Ecto_sqlite3 - an Ecto3 SQLite3 adapter

My upcoming library will hide that from you because it will do pooling on the Rust side – the pool size will be configurable either as a project-wide config or when opening the DB.

I’ve done extensive tests (although I am not sure they are very scientific just yet). Opening 50 separate sqlite3 databases each with 20 “connections” (as we know, they are not really connections but file descriptors) and the test program barely consumed a single digit MBs of RAM.
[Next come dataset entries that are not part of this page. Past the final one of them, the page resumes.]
PR #1054, opened 2018-05-18
Improve Python 3 Compatibility

dannymilsom:
Attempt to make our codebase better support both Python 2 and 3 simultaneously.

Note this is very much a work in progress and does not promise to provide full support for Python 3 yet - but could be merged into master as we work towards this goal incrementally. For this reason I have not updated the documentation.

- Simultaneously support for Python 2 and 3

PR checklist:
- [ ] Updated CHANGELOG.md 

### DIFF
--- a/djangae/storage.py
+++ b/djangae/storage.py
@@ -1,5 +1,4 @@
 # coding: utf-8
-import urllib
 import mimetypes
 import re
 import threading
@@ -335,7 +334,7 @@ class CloudStorage(Storage, BlobstoreUploadMixin):
 
             # Also, Django requires that url() return something 'truthy' even if the file field hasn't been
             # saved yet so we do the same thing if the file is not found (just add the bucket to the filename)
-            quoted_filename = urllib.quote(self._add_bucket(filename))
+            quoted_filename = six.moves.urllib.parse.quote(self._add_bucket(filename))
             return '{0}{1}'.format(self.api_url, quoted_filename)
 
     def _get_blobkey(self, name):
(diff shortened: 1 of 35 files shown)


davidwtbuxton:
I think all of the places where we use `dict.iteritems()` and `xrange()` should be replaced with `dict.items()` and `range()` (or for dictionaries, iterating over the dictionary directly where that makes sense). We shouldn't use the six shim for these.

`dict.iteritems()` and `xrange()` are useful for performance optimisations (memory pressure). We don't need those optimisations. Avoiding the use of six altogether would be better.

djangae/storage.py
```diff
@@ -7,7 +7,7 @@
 try:
     from cStringIO import StringIO
 except ImportError:
-    from StringIO import StringIO
+    from io import StringIO
```
davidwtbuxton: `StringIO` isn't used in this module. We can remove it and `re`.

adamalton:
Just one Danny, this looks good!

I'm indifferent about the six or not-six approach to `range` and `dict.iteritems`.  I guess using less `six` would be good, but given that we're using it anyway...?  I'll let you decide!

Other than that, there's just one failing test.

davidwtbuxton:
> I'm indifferent about the six or not-six approach to range and dict.iteritems.

Not relying on six where possible reduces complexity and will be better for the code in the long run. None of the places where the code is using `dict.iteritems()` needs to be concerned with memory use, and should have made use of `dict.items()` in the first place.

Of the code that makes use of `xrange()`, only in the deferred task stuff does it look like we may be building a sequence of potentially hundreds of items, and even in that case a list of 1,000 integers occupies less than 10 kilobytes.

Six should be used only when there isn't a more idiomatic syntax available. If it is possible to write code that works on Python 2 and 3 as-is, then we should write code that works on Python 2 and 3 as-is.

adamalton:
Fair.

The main challenge for such scenarios would be environments with severely reduced file descriptor limit (part of all Linux installs and a good chunk of the container cloud hosting platforms) so one has to be very judicious in picking a pool size with sqlite3. I suggest you put a pool size equaling the average expected amount of parallel tasks that will read from your DB. But honestly, for most projects a size of 2-3 should be quite fine – sqlite3 is extremely fast so taking a “connection” from the pool even if all “connections” are busy should be a matter of just a few milliseconds.

(Sorry that I haven’t pinged you to help me with the library yet; I’ll be at a lot of doctors in the next 1-2 months so I am keeping quiet since I barely have any free time.)

It’s quite interesting and I’ve used it once – it works just fine (which is something I find myself automatically taking for granted in the Elixir libraries! :heart:).